福島県いわき市にあるシーフードレストラン「メヒコ」が、昭和の遺産とも言えるアニマルレストランとして、令和の今も予約困難なほどの人気を誇っている。非日常的な空間で食事を楽しめる同店は、フラミンゴの飼育や繁殖を内製化し、創業当初からのコンセプトを守り続けている。

テイクアウトのカニピラフも大人気

店内だけでなく、創業当初から続くテイクアウトのカニピラフも地元の人々に広く親しまれている。価格は小2023円、中2678円、大3434円(税込)。小林さんによると、週末には1日100個ほど売れ、繁忙期には500個近くに達するという。「お盆や年末年始は予約が取れないこともありますから、ご自宅でもメヒコを楽しみたいという方にご利用いただいています」と小林さん。帰省した家族が集まる食卓にカニピラフが並ぶ光景は、いわきではおなじみだ。メヒコは、もはや地域に根付いた食文化のひとつとなっている。

フラミンゴの繁殖を内製化する強み

高度経済成長期に誕生したコンセプトレストランは、時代の変化とともに姿を変えたり閉店したりするケースも少なくない。

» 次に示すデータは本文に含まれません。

PR #7898, opened 2026-06-26
fix(rocr): throttle AsyncEventsLoop polling-fallback spin on WSL and mixed batches (closes ROCm/librocdxg#60)

### LINKED ISSUE #60: ROCr AsyncEventsLoop threads busy-spin (~2 CPU cores) for the lifetime of any GPU context under WSL2 — reproduced on system ROCm 7.2.4; interrupt-backed signal events apparently unavailable through /dev/dxg
### Summary

Under WSL2, any process that touches the GPU through ROCm spins two `rocr::core::Runtime::AsyncEventsLoop` threads at \~91% CPU each (\~182% of a core total) for the entire lifetime of its GPU context — completely idle, no work submitted. GPU compute itself is correct and fast; the cost is \~2 host CPU cores burned for as long as a context exists. Reproduced with **stock system ROCm 7.2.4** and independently with the ROCm 7.2 runtime bundled by Ollama 0.30.7 — same behavior on both, so this is not a packaging issue.

### Environment

- GPU: AMD Radeon RX 7900 XTX (24 GB, RDNA 3, gfx1100), Adrenalin 26.6.1
- Host: Windows 11 + WSL2, kernel `6.6.114.1-microsoft-standard-WSL2`, Ubuntu 24.04
- `librocdxg.so.1.2.0`, `libdxcore.so`
- Reproduced against two HSA runtimes: system ROCm 7.2.4 (`libhsa-runtime64.so.1.18.70204`) and Ollama 0.30.7's bundled ROCm 7.2 (`libhsa-runtime64.so.1.18.70201`)

### Minimal reproduction (20 lines, no dependencies beyond hipcc)

```cpp
#include <hip/hip_runtime.h>
#include <cstdio>
#include <unistd.h>

__global__ void noop() {}

int main() {
    if (hipSetDevice(0) != hipSuccess) { fprintf(stderr, "no device\n"); return 1; }
    void* p = nullptr;
    if (hipMalloc(&p, 1 << 20) != hipSuccess) { fprintf(stderr, "alloc failed\n"); return 1; }
    noop<<<1, 1>>>();
    if (hipDeviceSynchronize() != hipSuccess) { fprintf(stderr, "sync failed\n"); return 1; }
    fprintf(stderr, "GPU touched; idling 120s, pid=%d\n", getpid());
    sleep(120);
    hipFree(p);
    return 0;
}
```

```bash
hipcc --offload-arch=gfx1100 -o hipidle hipidle.hip && ./hipidle
# then watch it with top -H while it sleeps
```

Measured while the program sits in `sleep(120)`: **181.8% CPU — two threads at 90.9% each, `wchan=0`** (never blocked in the kernel). The spin starts at context creation and ends only when the process exits.

### Attribution

The two hot threads are ROCr's async-event handlers. With Ollama's bundled runtime (which ships symbol names) the stacks are explicit — both spinners sit in `AsyncEventsLoop`, and every other thread in the process is properly parked in `cond_wait`/`accept4`:

```text
Thread 24 (LWP 328349):
#0  rocr::core::Runtime::AsyncEventsLoop(void*) ()   from libhsa-runtime64.so.1
#1  rocr::os::ThreadTrampoline(void*) ()             from libhsa-runtime64.so.1

Thread 23 (LWP 328350):
#0  rocr::core::Runtime::AsyncEventsLoop(void*) ()   from libhsa-runtime64.so.1
#1  rocr::os::ThreadTrampoline(void*) ()
```

The stripped system runtime shows the identical signature on the minimal reproduction — two threads, two nearby offsets in `libhsa-runtime64.so.1`, each one frame above `start_thread`:

```text
Thread 3 (LWP 336579):
#0  0x00007ffff569ac37 in ?? () from /opt/rocm-7.2.4/lib/libhsa-runtime64.so.1
#1  0x00007ffff56f9a31 in ?? () from /opt/rocm-7.2.4/lib/libhsa-runtime64.so.1
#2  start_thread (...) at ./nptl/pthread_create.c:447

Thread 2 (LWP 336578):
#0  0x00007ffff569ac84 in ?? () from /opt/rocm-7.2.4/lib/libhsa-runtime64.so.1
#1  0x00007ffff56f9a31 in ?? () from /opt/rocm-7.2.4/lib/libhsa-runtime64.so.1
#2  start_thread (...) at ./nptl/pthread_create.c:447
```

Neither spinner ever enters a kernel wait — whatever wait they call returns immediately, so the event loop degenerates to a userspace poll.

### Supporting evidence from the original (Ollama) observation

The bug was first noticed on Ollama 0.30.7: a GGUF model merely loaded to GPU (zero requests) pins the same two threads; evicting the model returns CPU to baseline instantly. Reloading the **same model with GPU offload disabled** (`num_gpu: 0`) idles at **0.0%** CPU — same binary, same server — so the spin is exclusively on the GPU path.

<details>
<summary>Full captured thread dump from the Ollama runner (main thread + first 80 lines of <code>thread apply all bt 8</code> — includes both spinners and representative parked threads; lower-numbered threads fell outside the capture window, and per-thread CPU sampling showed no thread other than LWPs 328349/328350 above 1%)</summary>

維持管理には手間とコストがかかるからだ。しかし、メヒコは飼育や繁殖を内製化することでコストを抑え、創業以来のコンセプトを守り続けている。「フラミンゴの飼育自体は、それほど難しくないんです。ただ、飼育環境を清潔に保つことには力を入れています」と小林さん。フラミンゴ館では毎朝、開店前にスタッフが2時間かけて清掃を行っている。ガラスや水場を磨き、土をふかふかに耕す。フラミンゴたちが快適に暮らすために欠かせない作業だ。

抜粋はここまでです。